Your objective:
From the first line to the last, write out the data below exactly.

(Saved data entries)
PR #4128, opened 2018-04-13
Added TRS animation support to glTF serializer; refactorings

kcoley:


serializers/src/glTF/2.0/babylon.glTFAnimation.ts
```diff
@@ -0,0 +1,718 @@
...
+            else {
+                if (interpolation === AnimationSamplerInterpolation.LINEAR || interpolation === AnimationSamplerInterpolation.STEP) {
+                    _GLTFAnimation._CreateLinearOrStepAnimation(babylonMesh, animation, animationChannelTargetPath, frameDelta, inputs, outputs, convertToRightHandedSystem, useQuaternion);
+
+                }
+                else if (interpolation === AnimationSamplerInterpolation.CUBICSPLINE) {
+                    _GLTFAnimation._CreateCubicSplineAnimation(babylonMesh, animation, animationChannelTargetPath, frameDelta, inputs, outputs, convertToRightHandedSystem, useQuaternion);
+                }
+                else {
+                    Tools.Error('Unsupported animation interpolation type!');
```
deltakosh: why not baking in this case?

kcoley: True, that can be done.  Just pushed a change for that

serializers/src/glTF/2.0/babylon.glTFUtilities.ts
```diff
@@ -0,0 +1,149 @@
+/// <reference path="../../../../dist/babylon.glTF2Interface.d.ts"/>
+
+module BABYLON.GLTF2 {
+    /**
+     * @hidden
+     */
+    export class _GLTFUtilities {
+        /**
+         * @ignore
```
bghgary: `@hidden` instead?

serializers/src/glTF/2.0/babylon.glTFUtilities.ts
```diff
@@ -0,0 +1,149 @@
...
+            return new Vector3(vector.x, vector.y, -vector.z);
+        }
+
+        /**
+         * @ignore
+         * 
+         * Converts a Vector3 to right-handed
+         * @param vector Vector3 to convert to right-handed
+         */
+        public static GetRightHandedVector3FromRef(vector: Vector3) {
```
bghgary: These aren't really `FromRef` functions. You probably want to call these something like ConvertToRightHandedVector3InPlace

tests/unit/babylon/serializers/babylon.glTFSerializer.tests.ts
```diff
@@ -163,5 +163,286 @@ describe('Babylon glTF Serializer', () => {
                 done();
             });
         });
+        it('should serialize single component translation animation to glTF', (done) => {
```
bghgary: what happened to the space formatting of these test functions?

serializers/src/glTF/2.0/babylon.glTFAnimation.ts
```diff
@@ -0,0 +1,718 @@
...
+            }
+
+            return null;
+        }
+
+        /**
+         * Math.fround is not supported in IE or PhantomJS, so this helper function is used instead
+         * @param num value to fround
+         */
+        private static fround(num: number) {
```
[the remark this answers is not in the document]
bghgary: Also, you should probably use a temp static variable to store the Float32Array so that you don't have to allocate one each time this is called.

serializers/src/glTF/2.0/babylon.glTFAnimation.ts
```diff
@@ -0,0 +1,718 @@
...
+                }
+                default: {
+                    Tools.Error(`Unsupported animatable property ${property[0]}`);
+                }
+            }
+            if (animationChannelTargetPath) {
+                return { animationChannelTargetPath: animationChannelTargetPath, dataAccessorType: dataAccessorType, useQuaternion: useQuaternion };
+            }
+            else {
+                Tools.Error('animation channel target path and data accessor type could be deduced');
```
bghgary: seems like this error and the error above will both be thrown? is that necessary?

serializers/src/glTF/2.0/babylon.glTFAnimation.ts
```diff
@@ -0,0 +1,718 @@
...
+         */
+        private static fround(num: number) {
+            return new Float32Array([num])[0];
+        }
+
+        private static _DeduceAnimationInfo(animation: Animation): Nullable<_IAnimationInfo> {
+            let animationChannelTargetPath: AnimationChannelTargetPath | undefined;
+            let dataAccessorType = AccessorType.VEC3;
+            let useQuaternion: boolean = false;
+            let property = animation.targetProperty.split('.');
```
bghgary: can be const

serializers/src/glTF/2.0/babylon.glTFAnimation.ts
```diff
@@ -0,0 +1,718 @@
...
+        /**
+         * Math.fround is not supported in IE or PhantomJS, so this helper function is used instead
+         * @param num value to fround
+         */
+        private static fround(num: number) {
+            return new Float32Array([num])[0];
+        }
+
+        private static _DeduceAnimationInfo(animation: Animation): Nullable<_IAnimationInfo> {
+            let animationChannelTargetPath: AnimationChannelTargetPath | undefined;
```
bghgary: probably should use Nullable here

serializers/src/glTF/2.0/babylon.glTFAnimation.ts
```diff
@@ -0,0 +1,718 @@
...
+                return { animationChannelTargetPath: animationChannelTargetPath, dataAccessorType: dataAccessorType, useQuaternion: useQuaternion };
+            }
+            else {
+                Tools.Error('animation channel target path and data accessor type could be deduced');
+            }
+            return null;
+        }
+
+        /**
+         * @ignore
```
bghgary: `@hidden` and remove parameters or document them

serializers/src/glTF/2.0/babylon.glTFAnimation.ts
```diff
@@ -0,0 +1,718 @@
...
+                            _GLTFAnimation._SetInterpolatedValue(value, time, animationChannelTargetPath, quaternionCache, inputs, outputs, convertToRightHandedSystem, useQuaternion);
+                        }
+                    }
+                }
+                if (maxUsedFrame) {
+                    minMaxFrames.max = maxUsedFrame;
+                }
+            }
+            else {
+                Tools.Warn('Frame range is too small to bake animation');
```
bghgary: it should always be possible to bake. if the range is too small, then just output one frame.

serializers/src/glTF/2.0/babylon.glTFAnimation.ts
```diff
@@ -0,0 +1,718 @@
...
+            }
+        }
+
+        /**
+         * Checks if two values are equal to each other
+         * @param value1 First value as a Vector3 or Quaternion
+         * @param value2 Second value as a Vector3 or Quaternion
+         */
+        private static _ValuesAreEqual(value1: Vector3 | Quaternion, value2: Vector3 | Quaternion): boolean {
```
bghgary: not sure this is necessary. typescript should see that both types have an equal function

serializers/src/glTF/2.0/babylon.glTFAnimation.ts
```diff
@@ -339,100 +331,129 @@ module BABYLON.GLTF2 {
...
-                }
-                else {
-                    Quaternion.RotationYawPitchRollToRef(value.y, value.x, value.z, quaternionCache);
-                }
-                if (convertToRightHandedSystem) {
-                    quaternionCache.x *= -1;
-                    quaternionCache.y *= -1;
-                    outputs.push(quaternionCache.asArray());
-                }
+            if (value instanceof Number) {
```
bghgary: this probably doesn't work, use typeof?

Task answer:
PR #4128, opened 2018-04-13
Added TRS animation support to glTF serializer; refactorings

kcoley:


serializers/src/glTF/2.0/babylon.glTFAnimation.ts
```diff
@@ -0,0 +1,718 @@
...
+            else {
+                if (interpolation === AnimationSamplerInterpolation.LINEAR || interpolation === AnimationSamplerInterpolation.STEP) {
+                    _GLTFAnimation._CreateLinearOrStepAnimation(babylonMesh, animation, animationChannelTargetPath, frameDelta, inputs, outputs, convertToRightHandedSystem, useQuaternion);
+
+                }
+                else if (interpolation === AnimationSamplerInterpolation.CUBICSPLINE) {
+                    _GLTFAnimation._CreateCubicSplineAnimation(babylonMesh, animation, animationChannelTargetPath, frameDelta, inputs, outputs, convertToRightHandedSystem, useQuaternion);
+                }
+                else {
+                    Tools.Error('Unsupported animation interpolation type!');
```
deltakosh: why not baking in this case?

kcoley: True, that can be done.  Just pushed a change for that

serializers/src/glTF/2.0/babylon.glTFUtilities.ts
```diff
@@ -0,0 +1,149 @@
+/// <reference path="../../../../dist/babylon.glTF2Interface.d.ts"/>
+
+module BABYLON.GLTF2 {
+    /**
+     * @hidden
+     */
+    export class _GLTFUtilities {
+        /**
+         * @ignore
```
bghgary: `@hidden` instead?

serializers/src/glTF/2.0/babylon.glTFUtilities.ts
```diff
@@ -0,0 +1,149 @@
...
+            return new Vector3(vector.x, vector.y, -vector.z);
+        }
+
+        /**
+         * @ignore
+         * 
+         * Converts a Vector3 to right-handed
+         * @param vector Vector3 to convert to right-handed
+         */
+        public static GetRightHandedVector3FromRef(vector: Vector3) {
```
bghgary: These aren't really `FromRef` functions. You probably want to call these something like ConvertToRightHandedVector3InPlace

tests/unit/babylon/serializers/babylon.glTFSerializer.tests.ts
```diff
@@ -163,5 +163,286 @@ describe('Babylon glTF Serializer', () => {
                 done();
             });
         });
+        it('should serialize single component translation animation to glTF', (done) => {
```
bghgary: what happened to the space formatting of these test functions?

serializers/src/glTF/2.0/babylon.glTFAnimation.ts
```diff
@@ -0,0 +1,718 @@
...
+            }
+
+            return null;
+        }
+
+        /**
+         * Math.fround is not supported in IE or PhantomJS, so this helper function is used instead
+         * @param num value to fround
+         */
+        private static fround(num: number) {
```
[the remark this answers is not in the document]
bghgary: Also, you should probably use a temp static variable to store the Float32Array so that you don't have to allocate one each time this is called.

serializers/src/glTF/2.0/babylon.glTFAnimation.ts
```diff
@@ -0,0 +1,718 @@
...
+                }
+                default: {
+                    Tools.Error(`Unsupported animatable property ${property[0]}`);
+                }
+            }
+            if (animationChannelTargetPath) {
+                return { animationChannelTargetPath: animationChannelTargetPath, dataAccessorType: dataAccessorType, useQuaternion: useQuaternion };
+            }
+            else {
+                Tools.Error('animation channel target path and data accessor type could be deduced');
```
bghgary: seems like this error and the error above will both be thrown? is that necessary?

serializers/src/glTF/2.0/babylon.glTFAnimation.ts
```diff
@@ -0,0 +1,718 @@
...
+         */
+        private static fround(num: number) {
+            return new Float32Array([num])[0];
+        }
+
+        private static _DeduceAnimationInfo(animation: Animation): Nullable<_IAnimationInfo> {
+            let animationChannelTargetPath: AnimationChannelTargetPath | undefined;
+            let dataAccessorType = AccessorType.VEC3;
+            let useQuaternion: boolean = false;
+            let property = animation.targetProperty.split('.');
```
bghgary: can be const

serializers/src/glTF/2.0/babylon.glTFAnimation.ts
```diff
@@ -0,0 +1,718 @@
...
+        /**
+         * Math.fround is not supported in IE or PhantomJS, so this helper function is used instead
+         * @param num value to fround
+         */
+        private static fround(num: number) {
+            return new Float32Array([num])[0];
+        }
+
+        private static _DeduceAnimationInfo(animation: Animation): Nullable<_IAnimationInfo> {
+            let animationChannelTargetPath: AnimationChannelTargetPath | undefined;
```
bghgary: probably should use Nullable here

serializers/src/glTF/2.0/babylon.glTFAnimation.ts
```diff
@@ -0,0 +1,718 @@
...
+                return { animationChannelTargetPath: animationChannelTargetPath, dataAccessorType: dataAccessorType, useQuaternion: useQuaternion };
+            }
+            else {
+                Tools.Error('animation channel target path and data accessor type could be deduced');
+            }
+            return null;
+        }
+
+        /**
+         * @ignore
```
bghgary: `@hidden` and remove parameters or document them

serializers/src/glTF/2.0/babylon.glTFAnimation.ts
```diff
@@ -0,0 +1,718 @@
...
+                            _GLTFAnimation._SetInterpolatedValue(value, time, animationChannelTargetPath, quaternionCache, inputs, outputs, convertToRightHandedSystem, useQuaternion);
+                        }
+                    }
+                }
+                if (maxUsedFrame) {
+                    minMaxFrames.max = maxUsedFrame;
+                }
+            }
+            else {
+                Tools.Warn('Frame range is too small to bake animation');
```
bghgary: it should always be possible to bake. if the range is too small, then just output one frame.

serializers/src/glTF/2.0/babylon.glTFAnimation.ts
```diff
@@ -0,0 +1,718 @@
...
+            }
+        }
+
+        /**
+         * Checks if two values are equal to each other
+         * @param value1 First value as a Vector3 or Quaternion
+         * @param value2 Second value as a Vector3 or Quaternion
+         */
+        private static _ValuesAreEqual(value1: Vector3 | Quaternion, value2: Vector3 | Quaternion): boolean {
```
bghgary: not sure this is necessary. typescript should see that both types have an equal function

serializers/src/glTF/2.0/babylon.glTFAnimation.ts
```diff
@@ -339,100 +331,129 @@ module BABYLON.GLTF2 {
...
-                }
-                else {
-                    Quaternion.RotationYawPitchRollToRef(value.y, value.x, value.z, quaternionCache);
-                }
-                if (convertToRightHandedSystem) {
-                    quaternionCache.x *= -1;
-                    quaternionCache.y *= -1;
-                    outputs.push(quaternionCache.asArray());
-                }
+            if (value instanceof Number) {
```
bghgary: this probably doesn't work, use typeof?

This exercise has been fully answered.